Space-Truckers: The Repository

Exploration is an important learning tactic for the discovery of new knowledge. Its converse, exploitation, is an equally important tactic used to convert passing knowledge into actionable skills. The key to maximizing learning is the proper application of each type of learning at the appropriate level and time. With tight iterative exchanges between the two, it is possible to learn a lot in a little amount of time.

Our journey has many stops and signposts along the way to help assist and guide us toward our destination, and in the spirit of maximizing learning, each chapter represents an evolution toward our goal that includes live, runnable examples (exploration) along with the exact source code for the application at that point of the journey.

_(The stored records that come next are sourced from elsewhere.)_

PR #1048, opened 2023-03-14
add wallet node alias api

artemreyt:


pkg/state/aliases.go
```diff
@@ -258,3 +258,35 @@ func (a *aliases) disabledAliases() (map[string]struct{}, error) {
...
+		}
+	}()
+
+	aliases := []string{}
+	for iter.Next() {
+		keyBytes := iter.Key()
+		recordBytes := iter.Value()
+		var record aliasRecord
+		if err := record.unmarshalBinary(recordBytes); err != nil {
+			return nil, errors.Errorf("failed to unmarshal record: %v", err)
```
nickeskov, line 281: errors.Wrap

pkg/state/aliases.go
```diff
@@ -258,3 +258,35 @@ func (a *aliases) disabledAliases() (map[string]struct{}, error) {
...
+		}
+		var key aliasKey
+		if err := key.unmarshal(keyBytes); err != nil {
+			return nil, err
```
nickeskov, line 285: I think additional info should be added to this error. In other words, wrapped

pkg/state/aliases.go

Figure 1.8 – View the application source in context with the stage of your journey

Figure 1.8 – View the application source in context with the stage of your journey

We accomplish this in a simple fashion via the use of Git branches – one for each chapter involving the application code. In addition, each chapter may have one or more Playground snippets (see Chapter 2, Ramping up on Babylon.js, for more on the Playground) specific to the content covered in that chapter. Snippets are neat in a lot of ways and one of those is that they can have multiple revisions. Toggling between different revisions of a snippet is a great way to visually see how an example has evolved and can help bring insights as to why a particular piece of code behaves as it does.

Maybe things were going OK but then you’ve found yourself stuck on something that you just can’t figure out. That’s OK too – there are places you can go for help! Create a post or add to an existing one in the Discussions board over at https://github.com/jelster/space-truckers/discussions for questions, comments, or concerns about content in the repository and/or book. Questions more general to BJS can be posted over at the BJS community forums – https://forum.babylonjs.com. Creating an account for both GitHub and the BJS Forums can be relatively quick and painless.

Tip

If you are planning to create both a BJS Forum and a GitHub account login, save yourself half the effort by signing up for GH first. Then, when you create your forum account, you can select the Login With GitHub option, supplying the information for your newly created GH account.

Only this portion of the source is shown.